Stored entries
++++++++
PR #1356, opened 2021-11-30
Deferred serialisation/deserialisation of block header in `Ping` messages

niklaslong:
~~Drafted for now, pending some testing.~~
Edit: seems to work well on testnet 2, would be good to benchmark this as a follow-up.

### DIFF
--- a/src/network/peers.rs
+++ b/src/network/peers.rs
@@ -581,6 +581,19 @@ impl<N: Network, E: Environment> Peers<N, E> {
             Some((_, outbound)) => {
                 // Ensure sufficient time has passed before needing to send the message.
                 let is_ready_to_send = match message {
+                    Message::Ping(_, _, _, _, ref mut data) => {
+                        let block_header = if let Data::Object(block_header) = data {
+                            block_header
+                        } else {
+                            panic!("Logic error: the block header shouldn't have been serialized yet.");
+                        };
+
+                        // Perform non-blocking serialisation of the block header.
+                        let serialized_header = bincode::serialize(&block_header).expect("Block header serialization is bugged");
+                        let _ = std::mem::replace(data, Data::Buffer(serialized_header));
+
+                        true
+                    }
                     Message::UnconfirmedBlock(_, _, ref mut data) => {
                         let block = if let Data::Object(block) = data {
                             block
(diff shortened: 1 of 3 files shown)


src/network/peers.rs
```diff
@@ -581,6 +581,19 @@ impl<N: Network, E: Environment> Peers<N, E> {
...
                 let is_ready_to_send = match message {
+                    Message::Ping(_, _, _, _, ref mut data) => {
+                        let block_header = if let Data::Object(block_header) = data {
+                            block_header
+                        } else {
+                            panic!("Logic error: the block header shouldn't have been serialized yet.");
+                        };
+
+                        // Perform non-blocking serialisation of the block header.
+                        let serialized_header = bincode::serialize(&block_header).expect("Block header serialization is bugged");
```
++++++++
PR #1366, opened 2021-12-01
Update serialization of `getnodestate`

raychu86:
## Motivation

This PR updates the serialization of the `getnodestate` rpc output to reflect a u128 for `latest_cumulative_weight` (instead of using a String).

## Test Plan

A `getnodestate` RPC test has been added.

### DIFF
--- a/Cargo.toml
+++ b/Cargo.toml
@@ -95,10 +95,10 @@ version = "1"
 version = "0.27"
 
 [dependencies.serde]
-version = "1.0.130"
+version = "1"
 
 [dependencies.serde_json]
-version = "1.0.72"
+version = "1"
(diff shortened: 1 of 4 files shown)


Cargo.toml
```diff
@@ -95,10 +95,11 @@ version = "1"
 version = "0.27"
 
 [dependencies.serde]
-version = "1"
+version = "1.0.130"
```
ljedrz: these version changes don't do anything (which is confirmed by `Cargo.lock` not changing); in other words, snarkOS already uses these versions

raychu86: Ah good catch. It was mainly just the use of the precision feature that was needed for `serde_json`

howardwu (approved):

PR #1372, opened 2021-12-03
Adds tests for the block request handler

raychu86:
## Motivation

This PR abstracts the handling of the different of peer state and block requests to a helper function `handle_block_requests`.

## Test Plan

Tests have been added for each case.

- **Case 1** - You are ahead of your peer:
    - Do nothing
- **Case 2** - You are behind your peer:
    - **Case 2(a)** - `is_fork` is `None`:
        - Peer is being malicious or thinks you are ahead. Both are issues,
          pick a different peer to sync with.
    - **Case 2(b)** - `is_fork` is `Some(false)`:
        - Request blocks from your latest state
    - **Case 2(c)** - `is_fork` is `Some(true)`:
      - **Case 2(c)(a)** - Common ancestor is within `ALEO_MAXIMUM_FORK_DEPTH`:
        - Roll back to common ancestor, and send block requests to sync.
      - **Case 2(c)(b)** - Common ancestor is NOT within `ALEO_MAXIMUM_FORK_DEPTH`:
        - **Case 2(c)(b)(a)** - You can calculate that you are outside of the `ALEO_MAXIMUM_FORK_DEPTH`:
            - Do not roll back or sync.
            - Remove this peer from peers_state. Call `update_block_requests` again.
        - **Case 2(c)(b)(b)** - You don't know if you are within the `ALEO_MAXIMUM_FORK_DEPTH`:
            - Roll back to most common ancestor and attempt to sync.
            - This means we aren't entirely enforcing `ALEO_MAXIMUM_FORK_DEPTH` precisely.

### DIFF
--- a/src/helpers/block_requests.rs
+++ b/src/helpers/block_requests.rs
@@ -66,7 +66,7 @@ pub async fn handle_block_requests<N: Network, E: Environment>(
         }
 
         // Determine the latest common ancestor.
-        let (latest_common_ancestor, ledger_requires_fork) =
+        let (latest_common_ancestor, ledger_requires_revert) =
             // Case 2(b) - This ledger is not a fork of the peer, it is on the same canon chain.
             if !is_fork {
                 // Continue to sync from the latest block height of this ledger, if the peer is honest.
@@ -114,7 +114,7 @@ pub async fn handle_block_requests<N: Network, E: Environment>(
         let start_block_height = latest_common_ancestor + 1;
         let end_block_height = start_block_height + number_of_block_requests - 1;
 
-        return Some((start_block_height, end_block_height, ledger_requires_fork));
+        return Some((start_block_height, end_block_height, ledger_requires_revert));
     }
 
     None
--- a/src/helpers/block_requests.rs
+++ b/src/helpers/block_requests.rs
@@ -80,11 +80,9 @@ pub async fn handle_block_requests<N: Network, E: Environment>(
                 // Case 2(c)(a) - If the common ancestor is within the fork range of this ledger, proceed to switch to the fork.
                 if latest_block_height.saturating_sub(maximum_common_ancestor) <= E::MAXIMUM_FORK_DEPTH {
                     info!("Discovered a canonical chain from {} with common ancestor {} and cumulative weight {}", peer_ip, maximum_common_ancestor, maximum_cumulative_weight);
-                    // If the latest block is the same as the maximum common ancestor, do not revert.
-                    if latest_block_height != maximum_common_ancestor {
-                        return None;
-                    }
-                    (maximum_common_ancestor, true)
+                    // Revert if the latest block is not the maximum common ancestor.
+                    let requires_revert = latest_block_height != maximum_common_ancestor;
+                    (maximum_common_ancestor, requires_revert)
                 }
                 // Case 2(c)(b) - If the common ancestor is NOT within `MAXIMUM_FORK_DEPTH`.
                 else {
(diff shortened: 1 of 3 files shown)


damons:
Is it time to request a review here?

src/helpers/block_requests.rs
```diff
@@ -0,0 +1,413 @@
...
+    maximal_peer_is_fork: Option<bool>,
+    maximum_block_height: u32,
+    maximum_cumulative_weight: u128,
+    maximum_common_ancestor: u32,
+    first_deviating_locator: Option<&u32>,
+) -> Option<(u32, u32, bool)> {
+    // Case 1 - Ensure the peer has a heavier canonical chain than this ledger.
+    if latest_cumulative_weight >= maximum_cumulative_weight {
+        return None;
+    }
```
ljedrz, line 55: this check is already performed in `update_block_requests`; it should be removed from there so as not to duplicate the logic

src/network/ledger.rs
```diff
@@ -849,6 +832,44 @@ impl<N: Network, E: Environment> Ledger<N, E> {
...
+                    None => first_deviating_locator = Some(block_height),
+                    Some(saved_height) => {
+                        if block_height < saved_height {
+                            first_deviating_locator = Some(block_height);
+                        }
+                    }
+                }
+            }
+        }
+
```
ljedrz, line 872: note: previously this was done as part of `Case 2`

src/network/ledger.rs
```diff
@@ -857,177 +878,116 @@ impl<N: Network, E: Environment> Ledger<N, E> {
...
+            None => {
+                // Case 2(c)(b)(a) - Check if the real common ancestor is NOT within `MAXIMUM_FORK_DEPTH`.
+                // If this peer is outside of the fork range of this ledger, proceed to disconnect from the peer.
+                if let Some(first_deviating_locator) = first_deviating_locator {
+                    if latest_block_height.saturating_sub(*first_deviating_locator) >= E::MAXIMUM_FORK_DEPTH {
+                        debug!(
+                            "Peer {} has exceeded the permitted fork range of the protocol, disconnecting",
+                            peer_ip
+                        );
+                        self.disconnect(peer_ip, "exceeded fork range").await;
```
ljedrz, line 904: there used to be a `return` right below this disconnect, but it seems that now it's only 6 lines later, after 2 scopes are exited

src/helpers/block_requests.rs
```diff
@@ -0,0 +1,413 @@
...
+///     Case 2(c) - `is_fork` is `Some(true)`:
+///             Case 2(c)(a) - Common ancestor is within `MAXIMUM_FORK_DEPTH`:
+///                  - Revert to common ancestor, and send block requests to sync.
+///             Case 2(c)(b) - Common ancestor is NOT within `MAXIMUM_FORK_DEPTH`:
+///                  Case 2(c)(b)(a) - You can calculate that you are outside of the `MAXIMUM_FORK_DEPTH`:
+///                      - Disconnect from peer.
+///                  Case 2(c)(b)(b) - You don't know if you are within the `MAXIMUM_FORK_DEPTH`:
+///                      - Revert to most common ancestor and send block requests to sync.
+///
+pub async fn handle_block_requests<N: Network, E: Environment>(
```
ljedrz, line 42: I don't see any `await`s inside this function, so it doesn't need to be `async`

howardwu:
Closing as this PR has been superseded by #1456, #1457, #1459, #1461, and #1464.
++++++++
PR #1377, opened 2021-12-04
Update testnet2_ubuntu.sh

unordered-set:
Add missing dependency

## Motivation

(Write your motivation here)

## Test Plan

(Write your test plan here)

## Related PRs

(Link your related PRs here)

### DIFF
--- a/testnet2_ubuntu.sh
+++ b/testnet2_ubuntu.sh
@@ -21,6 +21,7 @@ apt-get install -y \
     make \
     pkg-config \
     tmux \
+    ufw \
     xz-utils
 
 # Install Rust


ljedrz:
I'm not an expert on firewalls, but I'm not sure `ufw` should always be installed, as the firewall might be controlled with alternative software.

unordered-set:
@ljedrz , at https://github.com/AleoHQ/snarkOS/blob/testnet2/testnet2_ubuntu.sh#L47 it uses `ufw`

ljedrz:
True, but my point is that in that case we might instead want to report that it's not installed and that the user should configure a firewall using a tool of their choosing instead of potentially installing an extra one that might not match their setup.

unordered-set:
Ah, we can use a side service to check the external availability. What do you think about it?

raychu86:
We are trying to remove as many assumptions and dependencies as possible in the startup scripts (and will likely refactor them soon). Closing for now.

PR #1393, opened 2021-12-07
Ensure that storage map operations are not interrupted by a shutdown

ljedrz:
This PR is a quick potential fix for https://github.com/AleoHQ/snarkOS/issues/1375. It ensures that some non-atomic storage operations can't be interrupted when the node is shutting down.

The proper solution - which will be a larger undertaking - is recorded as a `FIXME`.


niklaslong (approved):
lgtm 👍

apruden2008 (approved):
++++++++
● Action item
When the word "calculate" occurs in a line above, list that line.

● Result of the task
        - **Case 2(c)(b)(a)** - You can calculate that you are outside of the `ALEO_MAXIMUM_FORK_DEPTH`:
+///                  Case 2(c)(b)(a) - You can calculate that you are outside of the `MAXIMUM_FORK_DEPTH`:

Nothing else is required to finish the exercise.